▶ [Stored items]
◆ ◆ ◆ ◆ ◆ ◆ ◆

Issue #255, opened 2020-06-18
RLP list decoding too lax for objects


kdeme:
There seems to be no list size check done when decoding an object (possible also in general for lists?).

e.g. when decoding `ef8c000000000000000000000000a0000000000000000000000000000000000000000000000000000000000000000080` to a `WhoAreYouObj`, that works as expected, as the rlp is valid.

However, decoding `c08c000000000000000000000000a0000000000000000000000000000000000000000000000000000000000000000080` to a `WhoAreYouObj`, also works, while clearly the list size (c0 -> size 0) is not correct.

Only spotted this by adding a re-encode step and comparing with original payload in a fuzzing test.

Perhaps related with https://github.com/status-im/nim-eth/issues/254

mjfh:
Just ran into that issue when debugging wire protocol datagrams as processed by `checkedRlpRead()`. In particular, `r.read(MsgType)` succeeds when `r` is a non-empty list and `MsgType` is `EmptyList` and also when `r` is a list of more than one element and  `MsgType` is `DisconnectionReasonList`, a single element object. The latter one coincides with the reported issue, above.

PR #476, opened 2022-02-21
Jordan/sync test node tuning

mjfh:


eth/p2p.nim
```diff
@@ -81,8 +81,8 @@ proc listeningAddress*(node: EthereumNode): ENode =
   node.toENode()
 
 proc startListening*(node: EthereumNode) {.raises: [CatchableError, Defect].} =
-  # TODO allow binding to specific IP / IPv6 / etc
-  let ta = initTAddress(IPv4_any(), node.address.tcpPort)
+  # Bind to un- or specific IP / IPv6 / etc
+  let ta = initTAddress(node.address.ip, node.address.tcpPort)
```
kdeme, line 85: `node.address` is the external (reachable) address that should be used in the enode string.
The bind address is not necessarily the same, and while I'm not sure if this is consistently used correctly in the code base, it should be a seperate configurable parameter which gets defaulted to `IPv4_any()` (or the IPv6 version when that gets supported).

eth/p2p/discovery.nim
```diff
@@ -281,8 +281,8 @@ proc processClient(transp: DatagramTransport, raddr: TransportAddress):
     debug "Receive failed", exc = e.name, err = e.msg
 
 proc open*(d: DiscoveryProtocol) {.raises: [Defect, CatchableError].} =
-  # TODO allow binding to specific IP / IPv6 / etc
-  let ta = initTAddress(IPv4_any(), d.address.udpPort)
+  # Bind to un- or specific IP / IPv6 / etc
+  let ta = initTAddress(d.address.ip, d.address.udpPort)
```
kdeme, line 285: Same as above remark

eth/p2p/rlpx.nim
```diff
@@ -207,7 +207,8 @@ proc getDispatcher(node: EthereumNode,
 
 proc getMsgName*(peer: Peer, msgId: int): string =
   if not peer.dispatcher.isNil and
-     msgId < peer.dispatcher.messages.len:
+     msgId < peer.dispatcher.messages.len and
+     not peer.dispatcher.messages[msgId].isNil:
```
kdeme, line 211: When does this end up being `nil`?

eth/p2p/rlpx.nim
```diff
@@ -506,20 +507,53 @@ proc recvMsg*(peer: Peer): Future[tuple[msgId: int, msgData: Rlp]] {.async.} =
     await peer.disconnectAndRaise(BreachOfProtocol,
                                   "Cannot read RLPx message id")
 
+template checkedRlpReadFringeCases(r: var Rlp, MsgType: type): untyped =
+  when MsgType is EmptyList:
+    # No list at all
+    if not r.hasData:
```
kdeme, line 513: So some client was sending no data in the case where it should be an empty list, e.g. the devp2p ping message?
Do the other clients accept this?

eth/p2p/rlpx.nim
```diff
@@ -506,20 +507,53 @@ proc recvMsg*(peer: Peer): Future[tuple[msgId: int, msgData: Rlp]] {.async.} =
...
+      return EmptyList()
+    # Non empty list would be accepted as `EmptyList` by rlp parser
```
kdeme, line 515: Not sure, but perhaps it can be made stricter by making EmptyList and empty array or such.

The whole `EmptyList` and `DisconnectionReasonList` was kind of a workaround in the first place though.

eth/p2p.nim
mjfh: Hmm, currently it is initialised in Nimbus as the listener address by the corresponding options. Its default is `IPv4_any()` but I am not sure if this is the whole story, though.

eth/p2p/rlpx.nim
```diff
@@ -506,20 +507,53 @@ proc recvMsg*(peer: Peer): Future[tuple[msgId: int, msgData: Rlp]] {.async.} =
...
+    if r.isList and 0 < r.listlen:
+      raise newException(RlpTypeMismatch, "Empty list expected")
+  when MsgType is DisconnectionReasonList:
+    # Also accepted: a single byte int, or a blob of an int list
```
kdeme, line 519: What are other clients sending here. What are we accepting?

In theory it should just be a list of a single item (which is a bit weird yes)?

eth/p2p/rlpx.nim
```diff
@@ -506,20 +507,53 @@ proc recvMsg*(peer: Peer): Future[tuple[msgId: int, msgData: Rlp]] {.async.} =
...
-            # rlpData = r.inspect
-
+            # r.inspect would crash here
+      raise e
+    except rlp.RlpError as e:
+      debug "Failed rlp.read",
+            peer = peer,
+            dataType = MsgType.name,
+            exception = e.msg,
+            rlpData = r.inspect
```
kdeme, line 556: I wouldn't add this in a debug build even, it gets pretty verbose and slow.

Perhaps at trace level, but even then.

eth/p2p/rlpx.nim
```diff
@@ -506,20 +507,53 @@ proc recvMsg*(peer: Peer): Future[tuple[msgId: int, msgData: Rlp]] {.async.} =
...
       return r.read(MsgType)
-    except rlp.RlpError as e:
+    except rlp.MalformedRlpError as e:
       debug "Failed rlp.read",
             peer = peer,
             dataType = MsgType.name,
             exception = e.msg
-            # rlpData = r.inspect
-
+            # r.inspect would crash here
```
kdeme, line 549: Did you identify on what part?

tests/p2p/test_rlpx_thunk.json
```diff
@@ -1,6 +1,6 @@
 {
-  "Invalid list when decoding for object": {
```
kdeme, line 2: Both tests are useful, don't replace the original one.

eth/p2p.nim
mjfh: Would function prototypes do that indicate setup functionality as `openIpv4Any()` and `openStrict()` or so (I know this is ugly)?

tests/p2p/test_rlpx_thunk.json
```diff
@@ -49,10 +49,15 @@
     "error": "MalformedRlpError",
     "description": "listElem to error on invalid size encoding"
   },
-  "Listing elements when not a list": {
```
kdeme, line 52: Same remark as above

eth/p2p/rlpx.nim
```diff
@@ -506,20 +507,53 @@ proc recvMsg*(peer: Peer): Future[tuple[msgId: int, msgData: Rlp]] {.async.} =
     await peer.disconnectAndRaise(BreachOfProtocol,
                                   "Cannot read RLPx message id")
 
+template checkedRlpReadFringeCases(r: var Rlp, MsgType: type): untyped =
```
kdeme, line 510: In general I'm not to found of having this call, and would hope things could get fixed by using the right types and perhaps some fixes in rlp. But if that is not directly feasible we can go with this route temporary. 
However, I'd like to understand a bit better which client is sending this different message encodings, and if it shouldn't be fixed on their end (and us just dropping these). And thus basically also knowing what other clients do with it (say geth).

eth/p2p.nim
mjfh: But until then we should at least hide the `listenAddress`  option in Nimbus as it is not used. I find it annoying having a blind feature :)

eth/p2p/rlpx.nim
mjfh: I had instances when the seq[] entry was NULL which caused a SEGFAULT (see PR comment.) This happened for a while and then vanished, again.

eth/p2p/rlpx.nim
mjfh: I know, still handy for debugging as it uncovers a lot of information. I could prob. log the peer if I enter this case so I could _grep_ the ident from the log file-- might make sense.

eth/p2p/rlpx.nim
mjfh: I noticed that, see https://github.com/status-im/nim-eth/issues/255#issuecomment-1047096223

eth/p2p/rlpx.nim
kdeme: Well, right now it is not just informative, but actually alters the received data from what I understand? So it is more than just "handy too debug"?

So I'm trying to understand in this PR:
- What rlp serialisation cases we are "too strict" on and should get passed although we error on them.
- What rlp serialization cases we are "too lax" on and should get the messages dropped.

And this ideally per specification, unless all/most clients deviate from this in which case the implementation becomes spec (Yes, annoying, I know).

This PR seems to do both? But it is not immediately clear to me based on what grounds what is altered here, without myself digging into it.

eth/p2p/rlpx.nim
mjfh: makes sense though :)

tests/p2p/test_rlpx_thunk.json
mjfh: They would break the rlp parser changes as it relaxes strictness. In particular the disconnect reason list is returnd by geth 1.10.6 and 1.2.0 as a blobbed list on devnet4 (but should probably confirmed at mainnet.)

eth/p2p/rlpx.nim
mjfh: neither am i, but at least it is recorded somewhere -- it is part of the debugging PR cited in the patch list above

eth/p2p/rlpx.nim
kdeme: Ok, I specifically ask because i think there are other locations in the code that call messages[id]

◆ ◆ ◆ ◆ ◆ ◆ ◆

▶ [REQUIRED ACTION]
Where in the records does the word "tcpPort" appear? Copy each line that holds it.

▶ [ANSWER SECTION]
-  let ta = initTAddress(IPv4_any(), node.address.tcpPort)
+  let ta = initTAddress(node.address.ip, node.address.tcpPort)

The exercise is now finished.